Forschungsfeld: Stadtökologie
A sustainable approach to natural resources is a particularly necessary prerequisite where many people are living together in a tight space. On one hand, cities are thus ecologically dense and climatically polluted ecosystems, but at the same time they also bring forward new niches and opportunities to protect scarce resources (flora, fauna, the social world).
In this field of study, city-rural dynamics and strategies of overcoming the urban-rural opposition are discussed, sharpening a view of ‘other’ urban dwellers (plants, animals, viruses, nanoparticles, etc.).
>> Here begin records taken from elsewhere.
PR #492, opened 2021-08-16
Google.Api.Gax version 3.5.0

jskeet:
Changes since 3.4.0:

- Set the gRPC max-receive-size to 2GB by default
- Support for self-signed JWTs in gRPC client builders


amanda-tarafa (approved):
LGTM

PR #500, opened 2021-09-21
feat: Add extension methods to access extra error information

jskeet:
Extension methods are the least breaking option here: we don't
control the exception type (because we've always allowed
RpcException to just be thrown directly). While we could add a new
subclass of RpcException, that would have knock-on effects for
anything else that's already extending RpcException.

Any attempt to access extended information that is missing or
present but invalid will return null.

### DIFF
--- a/Google.Api.Gax.Grpc.Tests/RpcExceptionExtensionsTest.cs
+++ b/Google.Api.Gax.Grpc.Tests/RpcExceptionExtensionsTest.cs
@@ -1,0 +1,167 @@
+﻿/*
+ * Copyright 2021 Google LLC
+ * Use of this source code is governed by a BSD-style
+ * license that can be found in the LICENSE file or at
+ * https://developers.google.com/open-source/licenses/bsd
+ */
+
+using Google.Rpc;
+using Grpc.Core;
+using System;
+using Xunit;
+
+using Status = Google.Rpc.Status;
+using GrpcStatus = Grpc.Core.Status;
+using Google.Protobuf.WellKnownTypes;
+using Google.Protobuf;
+
+namespace Google.Api.Gax.Grpc.Tests
+{
+    public class RpcExceptionExtensionsTest
+    {
+        private static readonly GrpcStatus s_status = new GrpcStatus(StatusCode.InvalidArgument, "Bad request");
+
+        [Fact]
+        public void NullArgument_AllMethodsThrow()
+        {
+            RpcException ex = null;
+            Assert.Throws<ArgumentNullException>(() => ex.GetRpcStatus());
+            Assert.Throws<ArgumentNullException>(() => ex.GetBadRequest());
+            Assert.Throws<ArgumentNullException>(() => ex.GetErrorInfo());
+            Assert.Throws<ArgumentNullException>(() => ex.GetStatusDetail<BadRequest>());
+        }
+
+        [Fact]
+        public void NoTrailers_AllMethodsReturnNull()
+        {
+            RpcException ex = new RpcException(s_status);
+            AssertAllMethodsReturnNull(ex);
+        }
+
+        [Fact]
+        public void IrrelevantTrailer_AllMethodsReturnNull()
+        {
+            var metadata = new Metadata();
+            metadata.Add("key", "value");
+            RpcException ex = new RpcException(s_status, metadata);
+            AssertAllMethodsReturnNull(ex);
+        }
+
+        [Fact]
+        public void InvalidProtobufStatusTrailer_AllMethodsReturnNull()
+        {
+            var metadata = new Metadata();
+            metadata.Add(RpcExceptionExtensions.StatusDetailsTrailerName, new byte[] { 1, 2, 3, 4 });
+            RpcException ex = new RpcException(s_status, metadata);
+            AssertAllMethodsReturnNull(ex);
+        }
+
+        [Fact]
+        public void ValidTrailer_GetRpcStatus()
+        {
+            var status = new Status
+            {
+                Code = 123,
+                Message = "This is a message",
+            };
+
+            var metadata = new Metadata();
+            metadata.Add(RpcExceptionExtensions.StatusDetailsTrailerName, status.ToByteArray());
+            RpcException ex = new RpcException(s_status, metadata);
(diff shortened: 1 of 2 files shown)


Google.Api.Gax.Grpc/RpcExceptionExtensions.cs
```diff
@@ -0,0 +1,107 @@
...
+        /// <returns></returns>
+        public static T GetStatusDetail<T>(this RpcException ex) where T : class, IMessage<T>, new()
+        {
+            var status = GetRpcStatus(ex);
+            if (status is null)
+            {
+                return null;
+            }
+            var expectedName = new T().Descriptor.FullName;
+            var any = status.Details.FirstOrDefault(a => Any.GetTypeName(a.TypeUrl) == expectedName);
```
amanda-tarafa, line 68: If we can have many of these (not sure that's the case though), maybe add a version of this method that returns all of them? `IEnumerable<T> GetStatusDetails`?

amanda-tarafa (approved):
LGTM

Google.Api.Gax.Grpc/RpcExceptionExtensions.cs
jskeet: While in theory it would be possible to have multiple values for the same message type, I think it vanishingly unlikely. I suggest we wait until it's requested - expecting that it never will be :)

(Users can always do it themselves, of course.)

Google.Api.Gax.Grpc/RpcExceptionExtensions.cs
```diff
@@ -0,0 +1,107 @@
...
+            catch
+            {
+                // If the message is malformed, just report there's no information.
+                return null;
+            }
+        }
+
+        private static Metadata.Entry GetTrailer(RpcException ex, string key)
+        {
+            GaxPreconditions.CheckNotNull(ex, nameof(ex));
```
summer-ji-eng, line 86: Try to understand the behavior of `CheckNotNull`. It is possible gRPC metadata do not have key `grpc-status-details-bin`, then we should return the original error instead throw new error.

Google.Api.Gax.Grpc/RpcExceptionExtensions.cs
```diff
@@ -0,0 +1,107 @@
...
+                return null;
+            }
+            try
+            {
+                return any.Unpack<T>();
+            }
+            catch
+            {
+                // If the message is malformed, just report there's no information.
+                return null;
```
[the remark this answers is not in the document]
jskeet: I would suggest that Ads could add their own Ads-specific extension method in their library. That's one of the nice things about extension methods - anyone can add them within their own library.

Google.Api.Gax.Grpc/RpcExceptionExtensions.cs
jskeet: `CheckNotNull` is checking that you haven't passed a null value for `ex` - that's all. Basically, this should fail:

```csharp
RpcException ex = null;
ex.GetErrorInfo();
```

But (as per the tests) it's absolutely fine to call it on an exception that doesn't have a trailer. There's no notion of "return the original error" though - the caller already has the `RpcException`; that's never returned. The only thing that's returned is extra information from within that exception.

summer-ji-eng: Perfect. Thanks for clarification. 👍

Google.Api.Gax.Grpc.Tests/RpcExceptionExtensionsTest.cs
```diff
@@ -0,0 +1,167 @@
...
+            Assert.Equal(badRequest, ex.GetStatusDetail<BadRequest>());
+        }
+
+        [Fact]
+        public void GetErrorInfo_Present()
+        {
+            var errorInfo = new ErrorInfo
+            {
+                Domain = "googleapis.com",
+                Reason = "broken"
```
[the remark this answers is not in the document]
jskeet: It doesn't matter - this is just a sample to make sure we can get the `ErrorInfo` back. Adding extra fields would be testing protobuf, not this code.

Google.Api.Gax.Grpc/RpcExceptionExtensions.cs
```diff
@@ -0,0 +1,107 @@
...
+        public static BadRequest GetBadRequest(this RpcException ex) => GetStatusDetail<BadRequest>(ex);
+
+        /// <summary>
+        /// Retrieves the <see cref="ErrorInfo"/> message containing extended error information
+        /// from the trailers in an <see cref="RpcException"/>, if present.
+        /// </summary>
+        /// <param name="ex">The RPC exception to retrieve details from. Must not be null.</param>
+        /// <returns>The <see cref="ErrorInfo"/> message specified in the exception, or null
+        /// if there is no such information.</returns>
+        public static ErrorInfo GetErrorInfo(this RpcException ex) => GetStatusDetail<ErrorInfo>(ex);
```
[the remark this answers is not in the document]
jskeet: I would personally prefer not to do that to start with. It's easy to add them later on, but we couldn't take them away.

@amanda-tarafa do you agree, or do you think it's worth putting them on immediately?

(Note that `GetMetadata` would have to return an `IDictionary<string, string>` or similar, not just a string.)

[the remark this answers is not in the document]
summer-ji-eng: > (Note that GetMetadata would have to return an IDictionary<string, string> or similar, not just a string.)
Agree, the metadata is map<string, string> error_details.proto.

Node.js, Go and Ruby promote the values now.
It's up to @jskeet and @amanda-tarafa decide, thanks to [help](https://cloud.google.com/dotnet/docs/reference/help/troubleshooting) document, it could surface ErrorInfo to user.

summer-ji-eng (approved):
LGTM, except the promote ErrorInfo itself or promote ErrorInfo individual field. Either way, help documentation could draw attention for this.
 
Again, thanks a million make this happend.

jskeet:
Merged now - but I'd like to try to revisit #490 and get that done before we release a new version of GAX. Hopefully won't be more than a week or two though.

Aspects of land reclamation, conversion, interim uses, and the re-use of urban brownfields, open spaces, and ground floors play a key role here, as do innovative new ideas about urban energy and resource production (such as fish farming on urban buildings).
On another scale of spatial planning decisions, aspects of climate change, urban climate policy, and climate protection, as well as changes in (national, regional, and local) energy policy and its impact on urban ecology and urban environmental policy need to discussed as regards their impacts for urban design and urban planning.
Ecological perspectives are indispensable to the fraught practice of city planning, which is why this field of research is aimed at imparting and deepening the students’ spatial knowledge about urgent environmental policy issues such as climate protection, resource conservation, and energy use, in relation to lived space analysis. In addition, connections to landscape ecology, open-space planning, and the design of open spaces are being made.